ILR Note : See also Tom Woods’ episode ‘1990 The Dreadful State of Economics, and How to Fix It’
The 2021 Nobel Prize in Economics has been awarded to Berkeley’s David Card, MIT’s Josh Angrist, and Stanford’s Guido Imbens for their work on “natural experiments,” a currently fashionable approach to estimating the causal impact of one economic variable on another. Card, of course, became famous in and outside the profession for his 1994 paper with the late Alan Krueger on the minimum wage. Card and Krueger eschewed the conventional supply-and-demand analysis of the minimum wage (which predicts that, other things equal, increasing the minimum wage leads to increased unemployment) in favor of an atheoretical, empirical exercise. They compared the change in fast-food restaurant employment in New Jersey, which increased its state minimum wage, to that in neighboring Pennsylvania, which didn’t, and found no substantial differences, concluding that—contrary to the conventional wisdom among economists—minimum wages do not price low-productivity workers out of the labor market.

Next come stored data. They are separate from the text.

PR #239, opened 2018-06-04
[TST] migrate to pytest

ambrosejcarr:
- migrate to pytest
- turn off F811 which complains about redefinition of parameters -- we import fixtures in pytest, which get used as parameters, which triggers this warning in every testing file
- update all tests except ISS to use pytest framework
- add merfish testing data and merfish tests that mirror the merfish notebook (just exercising code paths, no scientific validation yet)
- create test fixtures for datasets so they're downloaded once, but can be used multiple times
- remove some ill-fated type hinting in the gaussian filter modules that have bad ducktyping and play poorly with mypy. 

Potential problem: not clear if code coverage is being calculated in the same way as last time, but that trigger appears to only happen on PR so we'll see!


ambrosejcarr:
@ttung I've fixed the coverage issue, rebased relatively recently, and I think this is ready for review now. I'll rebase again before merge to reconcile the changes to `tile_metadata` based on how you decide to go in your PR.

starfish/test/full_pipelines/cli/test_profiler.py
```diff
@@ -0,0 +1,30 @@
...
+        "--noop",
+    ]
+    env = os.environ.copy()
+    if sys.version_info < (3, 0):
+        # this is a hideous hack because argparse is not consistent between 2.7 and 3.x about whether the subcommand
+        # is required.  TODO ttung: this entire hack can be dropped if we deprecate python2.7.
+        cmdline.append("noop")
+        env[PROFILER_NOOP_ENVVAR] = ""
+    if cmdline[0] == 'starfish':
+        coverage_cmdline = [
```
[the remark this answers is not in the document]
ambrosejcarr: I deleted a bunch of stuff and everything still seems to work, so looks like no. 👍

REQUIREMENTS-DEV.txt
```diff
@@ -1,5 +1,7 @@
 coverage
```
ttung: This can be removed, I would imagine (I suppose pytest-cov would bring it in anyway, but we no longer depend on it directly).

ambrosejcarr: You're correct. Sorry for missing this. 

There is no coverage data reported because this PR is currently based off a feature branch. When it's swapped to master the coverage should be reported. It _is_ uploaded. The results for this commit are: https://codecov.io/github/spacetx/starfish/commit/6bdd68df06017276dcbff48df65ba6c210519c6f

For F811 to be skipped only in testing files, I found [a package](https://github.com/snoack/flake8-per-file-ignores/blob/master/test/setup.cfg) for doing it but I haven't been able to get it to work. 

You can also call # noqa: F811 line-by-line but I thought that could confuse contributors. If you prefer this I can make a follow-up PR with the change.

ambrosejcarr:
Oh also, from looking at this PR, it seems like codecov is editing its report up top instead of posting new ones.

ambrosejcarr:
Finally, I'm not sure how to extricate the coverage hack. I'd encourage you to test it out and see after this is merged and see if it can get removed.

ambrosejcarr:
Some more learning about coverage: looks like when master is failing the coverage comparison doesn't run because codecov wants that report to form its comparison. I'm retesting after adding the skip file, and praying my changes didn't break the iss test. :)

While the details of the Card-Krueger study are widely disputed (to put it politely), the empirical approach they championed is not. Their work helped usher in what has been called the “credibility revolution” or “identification revolution” in applied microeconomics (also called the “design-based approach” as opposed to the older, “model-based approach”). Angrist and Imbens developed econometric techniques for estimating the “treatment effects” that are central to this approach. Unlike laboratory experiments, in which subjects can be assigned randomly to treatment and control groups, with the experimenter holding all other conditions constant, observational studies require statistical tricks to satisfy the “ceteris paribus” conditions. Developing and applying these tricks has been the main focus of mainstream applied economics over the last three decades.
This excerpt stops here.